[Collected data]
[Start of Attachment]
PR #42, opened 2025-03-11
Adds additional instructions for installation on MacOS

FatCatClient:
Tim Apple doesn't want people running unknown apps without using the terminal, so I hope that these instructions are clear enough for whoever else uses MacOS and doesn't know how to disable Gatekeeper (whether globally or on a per-app basis).

If we'd want a developer license, I think it costs $99 for 5 years. But it _would_ allow for released versions to be signed and therefore automatically approved.


PurpleDonuts:
Yeah. Enrolment into the Apple Developer Program is $99 US per Membership Year. [Source](https://developer.apple.com/programs/enroll/)

CodingWithAnxiety:
Made some changes. Verify and I'll merge.

FatCatClient:
If you bring back step 2, I’ll sign off on the changes.
I’m trying to keep the instructions as dummy proof as possible, and you need to have the app installed before you can tell MacOS to disable the certificate check.

CodingWithAnxiety:
Oh, did I remove step two? I might have without noticing in the merge editor. Give me a moment and I'll check it out

FatCatClient:
Since the app file itself is now also called ``F-Chat Horizon.app``, the CLI instructions need to be changed to reflect this different file name.

PR #43, opened 2025-03-11
Adds automatic update check

FatCatClient:
In all honesty, I can't be bothered to rewrite the whole spiel I did back on the old Rising repo on why the automatic updater wouldn't really work with the existing GitHub releases pipeline, as it would require a bespoke hosting solution for the downloads _(blah blah blah, multiple instances of the RELEASES file which Squirrel needs for patching and file name collusion blah blah blah)_

If this repo will move to a different version control system and use its own CI/CD pipelines, this intermediate solution might not be necessary but I'll propose it anyway.

Originally made for the old Rising repo, like most of the other PRs I've done over the past few days.


FireUnderTheMountain:
Window.vue 607

CodingWithAnxiety:
This looks to be a pretty quality commit, I'll have the fix merged later today.

CodingWithAnxiety:
This looks to be a pretty quality commit, I'll have the fix merged later today.

FatCatClient:
Horizon actually uses pre-release tags (unlike) Rising, so I'll retool this to use the commented out beta channel setting for those. Right now, merging this PR would mean people would be prompted to update to pre-release versions. Not a good idea!

PR #51, opened 2025-03-18
fix: Dracula theme background restored to intended color

FatCatClient:
The original theme required a quick hack to get the intended background colour, but with all the SCSS dependencies up to date and refactored, it over-corrected itself too brightly.


FatCatClient:
I think this is everything, no clue why this theme specifically didn't like the SCSS function refactor.

PR #53, opened 2025-03-18
Updates .gitignore for new release scripts

FatCatClient:


freenutsxd:
Would the same line need to be added to .prettierignore?

FatCatClient:
Unless any of the build scripts output file types which Prettier parses— like JS, TS, or markdown files, that won’t be needed.

FatCatClient:
image

PR #55, opened 2025-03-18
Fix zoom in hotkey + re-allow zooming out

### LINKED ISSUE #52: Zoom not working (anymore?)
Hello

Not sure since when it is like this, because the last time I used zoom was still with the Rising version, but zoom in/out or restting isn't working anymore. Tried to zoom out a bit, because the zoom was too big after the update 1.30.1 x64, and it unfortunately didn't work. OS is Windows 10 64bit.

freenutsxd:
Some Electron update made the existing Ctrl + Plus hotkey not work and made zooming out no longer possible, so these two quick fixes should resolve those issues.

Additionally, it looks like the overall font/zoom has been slightly increased overall, but I wasn't able to find a reliable way to globally fix that. Might be worth looking into if someone else wants to use this PR as a baseline.

Closes #52.

### DIFF
--- a/electron/main.ts
+++ b/electron/main.ts
@@ -546,7 +546,7 @@ function onReady(): void {
         click: (_m: electron.MenuItem, w: electron.BrowserWindow) => {
           // log.info('MENU ZOOM-');
           zoomLevel = Math.max(
-            0,
+            -3,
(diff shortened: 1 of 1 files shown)


freenutsxd:
Closes #52.

PR #61, opened 2025-03-22
fix: lack of shadows in black (and other) user names

### LINKED ISSUE #45: Black custom name colours are pretty much illegible
The BBCode equivalent at least has a shadow for a border effect (although it's not particularly legible at smaller sizes either way). Meanwhile black user names just fade into the background... except on the full dark theme where you get this:

Image

Unless someone has a better alternative, my suggestion is that we just change the colour for both the BBCode tag and the custom username to the same one that all genderless characters use (#737373), since that one is actually legible.

FatCatClient:
I personally think it'd be cleaner if instead of this we just set the CSS rule for custom usernames and BBCode text to be one and the same. But since that robs people of the opportunity to potentially update a theme to use different colours (and this being the solution that was proposed by @CodingWithAnxiety  in #45 ).

Fixes #45.

### DIFF
--- a/scss/themes/variables/_dark_derived.scss
+++ b/scss/themes/variables/_dark_derived.scss
@@ -1,5 +1,6 @@
 $blue-color: #06f;
 
-.blackText {
+.blackText,
+.blackNameText {
   @include text-outline($gray-600);
 }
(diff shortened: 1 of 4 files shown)


CodingWithAnxiety:
Hi, 

It's hard for me to merge PRs since I don't have internet at the moment.

I'll be in contact with you, Cat, but I'll likely invite you into horizon sometime today and you can merge it yourself. 

I have faith in your abilities to make good patches.

PR #66, opened 2025-03-26
Fixes ChatView component not being mounted correctly

### LINKED ISSUE #56: 1.30.1 - Inability to re-order channels
Was unable to move characters or rooms in the side list, initially thought it was related to having a second tab open but closing it did not fix nor did restarting the client. Was unable to get any relevant log info for this issue.

### LINKED ISSUE #60: Saved ads in the ad editor don't load anymore
I'll try and narrow this down some other time, but the bug can be easily replicated:

1. Save an ad in the ad editor
2. Disconnect or close the tab
3. Log in again
4. Ad is now gone

The file _does_ save correctly, so I'm 99% sure it's just a problem with loading the correct setting upon connecting.

### LINKED ISSUE #65: Notification issue
Not talking about the Windows notification, but about the blinking icon when the Client is minimized to the tab bar.

It won't blink anymore, when the chat/room tab (within the client) is active/selected, and you were mentioned in there. So, let's say you are writing with "Random Username", and keep the tab active/selected, so you can read their messages. Then you minimize the whole Client (or maxmize your browser to look something up for example - while the chat with "Random Username" is still selected). When "Random Username" writes a message, the icon won't blink.

It will only blink, when you were texted or mentioned in a non-selected or non-active chat/room tab.

### LINKED ISSUE #67: Alt Commands to move between channels don't work
When using Alt+up/down on the base 3.0 client, you can move between channels and DMs (like in Discord), but for some reason this doesn't work in Horizon. Is this intended?

### LINKED ISSUE #71: Feature Request - Restoration of navigation hotkeys from Rising
In F-chat Rising, I could use alt+Up/Down arrow to scroll between chat tabs (i.e.: private rooms, DMs). Is this something that we would be able to put in Horizon?

FatCatClient:
Fixes #65 
Fixes #60 
Fixes #56
Fixes #67 (and fixes #71)
Also fixes an unreported bug where the idle timer doesn't work (and basically everything the chat component is supposed to do on load), and font size settings not being initialized on page load.

### DIFF
--- a/chat/ChatView.vue
+++ b/chat/ChatView.vue
@@ -274,10 +274,9 @@
 </template>
 
 <script lang="ts">
-  import { Component } from '@f-list/vue-ts';
-
   import Sortable from 'sortablejs';
 
+  import { Component, Hook } from '@f-list/vue-ts';
   import Vue from 'vue';
   import { Keys } from '../keys';
   import ChannelList from './ChannelList.vue';
@@ -351,7 +350,8 @@
     privateCanGlow = !this.channelConversations?.length;
     channelCanGlow = !this.privateConversations?.length;
 
-    mounted(): void {
+    @Hook('mounted')
+    onMounted(): void {
       this.keydownListener = (e: KeyboardEvent) => this.onKeyDown(e);
       window.addEventListener('keydown', this.keydownListener);
       this.setFontSize(core.state.settings.fontSize);


astrayblackcat:
This breaks so many things it should probably be merged asap to release a hotfix.

Issue #37, opened 2025-03-10
Ads showing up twice in Recon/Ad History


freenutsxd:
I reported this issue in Rising as well, but randomly there will be times where ads show up twice within the character screen's Recon tab and when you check their ad history with the Ads button. When a single ad is posted by a character, that message will show up twice in the history. It seems to happen a majority of the time, but rarely it won't occur, not really sure why/how it happens.

![Image](https://github.com/user-attachments/assets/59f5c929-c32f-4cc8-9d5d-aa454d122743)

![Image](https://github.com/user-attachments/assets/70d3c6ed-19ea-4926-8e85-5651333eef40)

PR #72, opened 2025-04-01
fix: Duplicate event listeners

astrayblackcat:
Cache startup was being run more than once, it seems more correct to have that function called when a connection is established ([here](https://github.com/Fchat-Horizon/Horizon/blob/f798c39b57d067d55646e54c78cbb626bc33a9c4/chat/Chat.vue#L277)) rather than when this is called, otherwise relogging will break them.

Also fixes the handling of duplicate event listeners in the event bus, although this should not strictly be necessary and the solution in place is rather fragile. Comparing two functions like this will never have equality unless converted to a primitive. This probably wants a refactor, realistically...

Closes https://github.com/Fchat-Horizon/Horizon/issues/37.

P.S. First contribution, woo.

### DIFF
--- a/chat/preview/event-bus.ts
+++ b/chat/preview/event-bus.ts
@@ -69,7 +69,7 @@ class EventBusManager {
 
     this.eventCallbacks[eventName] = _.filter(
       this.eventCallbacks[eventName],
-      cb => cb !== callback
+      cb => cb.toString() !== callback.toString()
     );
   }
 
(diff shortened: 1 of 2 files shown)


FatCatClient:
Seems good to me, but I'll hold off on merging it myself until the current batch that has been merged into the dev branch has been approved for merging into the beta branch.

FireUnderTheMountain:
Just curious, have you deciphered the meaning of the `// intentionally background` comment in Index.vue right below the removed init? It's always bothered me, making me think there's an actual design to that section that I don't fully grasp.

astrayblackcat:
Pretty sure it's an async function not being awaited and the comment is saying that it not being `await` is intentional.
[End of Attachment]
Take the lines above from the one containing "I'll try and" down to the one containing "Not talking about", and transcribe them exactly, both ends included.

I'll try and narrow this down some other time, but the bug can be easily replicated:

1. Save an ad in the ad editor
2. Disconnect or close the tab
3. Log in again
4. Ad is now gone

The file _does_ save correctly, so I'm 99% sure it's just a problem with loading the correct setting upon connecting.

### LINKED ISSUE #65: Notification issue
Not talking about the Windows notification, but about the blinking icon when the Client is minimized to the tab bar.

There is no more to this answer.